Collected data entries:
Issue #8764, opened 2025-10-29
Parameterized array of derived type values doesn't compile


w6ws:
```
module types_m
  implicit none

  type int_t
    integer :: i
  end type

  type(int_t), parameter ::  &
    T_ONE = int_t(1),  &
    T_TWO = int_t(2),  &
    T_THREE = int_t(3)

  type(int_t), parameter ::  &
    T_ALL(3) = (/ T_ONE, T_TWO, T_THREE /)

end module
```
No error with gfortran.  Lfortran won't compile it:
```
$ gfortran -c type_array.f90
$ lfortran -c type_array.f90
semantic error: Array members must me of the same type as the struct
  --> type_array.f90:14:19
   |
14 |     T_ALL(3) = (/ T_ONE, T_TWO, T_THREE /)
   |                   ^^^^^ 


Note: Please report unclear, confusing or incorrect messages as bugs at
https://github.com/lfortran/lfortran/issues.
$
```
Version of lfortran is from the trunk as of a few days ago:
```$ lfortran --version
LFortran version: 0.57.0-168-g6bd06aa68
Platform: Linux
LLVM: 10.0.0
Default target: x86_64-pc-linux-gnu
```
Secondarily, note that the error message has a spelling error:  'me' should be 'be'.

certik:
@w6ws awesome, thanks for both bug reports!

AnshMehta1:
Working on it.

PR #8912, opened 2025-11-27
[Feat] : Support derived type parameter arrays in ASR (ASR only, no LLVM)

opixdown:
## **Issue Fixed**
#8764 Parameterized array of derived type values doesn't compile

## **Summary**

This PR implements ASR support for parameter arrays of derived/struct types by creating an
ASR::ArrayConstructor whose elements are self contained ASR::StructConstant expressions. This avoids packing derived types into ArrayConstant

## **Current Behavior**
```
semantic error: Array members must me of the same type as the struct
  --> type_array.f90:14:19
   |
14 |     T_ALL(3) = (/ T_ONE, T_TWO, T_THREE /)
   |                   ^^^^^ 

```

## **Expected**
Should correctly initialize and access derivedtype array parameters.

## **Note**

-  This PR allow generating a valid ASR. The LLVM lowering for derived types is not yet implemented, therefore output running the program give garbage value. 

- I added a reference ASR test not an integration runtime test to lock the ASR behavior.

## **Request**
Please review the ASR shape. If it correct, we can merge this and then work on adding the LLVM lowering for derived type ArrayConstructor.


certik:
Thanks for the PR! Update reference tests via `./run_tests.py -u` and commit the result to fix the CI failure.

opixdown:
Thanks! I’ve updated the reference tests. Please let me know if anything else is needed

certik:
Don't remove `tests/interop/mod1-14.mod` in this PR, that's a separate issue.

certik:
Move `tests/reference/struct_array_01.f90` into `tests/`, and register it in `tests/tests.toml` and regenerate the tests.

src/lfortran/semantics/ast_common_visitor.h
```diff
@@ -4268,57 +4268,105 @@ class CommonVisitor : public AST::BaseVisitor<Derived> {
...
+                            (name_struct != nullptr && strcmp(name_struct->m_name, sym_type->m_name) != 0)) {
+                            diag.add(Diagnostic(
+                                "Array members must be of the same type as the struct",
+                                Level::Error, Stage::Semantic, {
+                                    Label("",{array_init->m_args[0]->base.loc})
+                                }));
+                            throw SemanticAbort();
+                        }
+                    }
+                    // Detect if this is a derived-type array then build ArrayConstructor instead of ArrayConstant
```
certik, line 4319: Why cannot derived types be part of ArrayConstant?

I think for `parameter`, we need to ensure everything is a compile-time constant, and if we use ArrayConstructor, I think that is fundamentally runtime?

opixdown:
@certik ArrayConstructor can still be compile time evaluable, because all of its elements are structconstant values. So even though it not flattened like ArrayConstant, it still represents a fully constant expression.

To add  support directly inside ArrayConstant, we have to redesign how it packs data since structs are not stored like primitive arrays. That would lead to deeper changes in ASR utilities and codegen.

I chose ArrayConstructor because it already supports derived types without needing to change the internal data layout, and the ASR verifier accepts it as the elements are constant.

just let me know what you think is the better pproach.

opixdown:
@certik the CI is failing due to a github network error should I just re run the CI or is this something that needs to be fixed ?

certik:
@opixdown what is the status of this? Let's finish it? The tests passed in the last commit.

### [EXERCISE DETAILS]
Every entry needs to be copied again, word for word.

### [YOUR SOLUTION]
Issue #8764, opened 2025-10-29
Parameterized array of derived type values doesn't compile


w6ws:
```
module types_m
  implicit none

  type int_t
    integer :: i
  end type

  type(int_t), parameter ::  &
    T_ONE = int_t(1),  &
    T_TWO = int_t(2),  &
    T_THREE = int_t(3)

  type(int_t), parameter ::  &
    T_ALL(3) = (/ T_ONE, T_TWO, T_THREE /)

end module
```
No error with gfortran.  Lfortran won't compile it:
```
$ gfortran -c type_array.f90
$ lfortran -c type_array.f90
semantic error: Array members must me of the same type as the struct
  --> type_array.f90:14:19
   |
14 |     T_ALL(3) = (/ T_ONE, T_TWO, T_THREE /)
   |                   ^^^^^ 


Note: Please report unclear, confusing or incorrect messages as bugs at
https://github.com/lfortran/lfortran/issues.
$
```
Version of lfortran is from the trunk as of a few days ago:
```$ lfortran --version
LFortran version: 0.57.0-168-g6bd06aa68
Platform: Linux
LLVM: 10.0.0
Default target: x86_64-pc-linux-gnu
```
Secondarily, note that the error message has a spelling error:  'me' should be 'be'.

certik:
@w6ws awesome, thanks for both bug reports!

AnshMehta1:
Working on it.

PR #8912, opened 2025-11-27
[Feat] : Support derived type parameter arrays in ASR (ASR only, no LLVM)

opixdown:
## **Issue Fixed**
#8764 Parameterized array of derived type values doesn't compile

## **Summary**

This PR implements ASR support for parameter arrays of derived/struct types by creating an
ASR::ArrayConstructor whose elements are self contained ASR::StructConstant expressions. This avoids packing derived types into ArrayConstant

## **Current Behavior**
```
semantic error: Array members must me of the same type as the struct
  --> type_array.f90:14:19
   |
14 |     T_ALL(3) = (/ T_ONE, T_TWO, T_THREE /)
   |                   ^^^^^ 

```

## **Expected**
Should correctly initialize and access derivedtype array parameters.

## **Note**

-  This PR allow generating a valid ASR. The LLVM lowering for derived types is not yet implemented, therefore output running the program give garbage value. 

- I added a reference ASR test not an integration runtime test to lock the ASR behavior.

## **Request**
Please review the ASR shape. If it correct, we can merge this and then work on adding the LLVM lowering for derived type ArrayConstructor.


certik:
Thanks for the PR! Update reference tests via `./run_tests.py -u` and commit the result to fix the CI failure.

opixdown:
Thanks! I’ve updated the reference tests. Please let me know if anything else is needed

certik:
Don't remove `tests/interop/mod1-14.mod` in this PR, that's a separate issue.

certik:
Move `tests/reference/struct_array_01.f90` into `tests/`, and register it in `tests/tests.toml` and regenerate the tests.

src/lfortran/semantics/ast_common_visitor.h
```diff
@@ -4268,57 +4268,105 @@ class CommonVisitor : public AST::BaseVisitor<Derived> {
...
+                            (name_struct != nullptr && strcmp(name_struct->m_name, sym_type->m_name) != 0)) {
+                            diag.add(Diagnostic(
+                                "Array members must be of the same type as the struct",
+                                Level::Error, Stage::Semantic, {
+                                    Label("",{array_init->m_args[0]->base.loc})
+                                }));
+                            throw SemanticAbort();
+                        }
+                    }
+                    // Detect if this is a derived-type array then build ArrayConstructor instead of ArrayConstant
```
certik, line 4319: Why cannot derived types be part of ArrayConstant?

I think for `parameter`, we need to ensure everything is a compile-time constant, and if we use ArrayConstructor, I think that is fundamentally runtime?

opixdown:
@certik ArrayConstructor can still be compile time evaluable, because all of its elements are structconstant values. So even though it not flattened like ArrayConstant, it still represents a fully constant expression.

To add  support directly inside ArrayConstant, we have to redesign how it packs data since structs are not stored like primitive arrays. That would lead to deeper changes in ASR utilities and codegen.

I chose ArrayConstructor because it already supports derived types without needing to change the internal data layout, and the ASR verifier accepts it as the elements are constant.

just let me know what you think is the better pproach.

opixdown:
@certik the CI is failing due to a github network error should I just re run the CI or is this something that needs to be fixed ?

certik:
@opixdown what is the status of this? Let's finish it? The tests passed in the last commit.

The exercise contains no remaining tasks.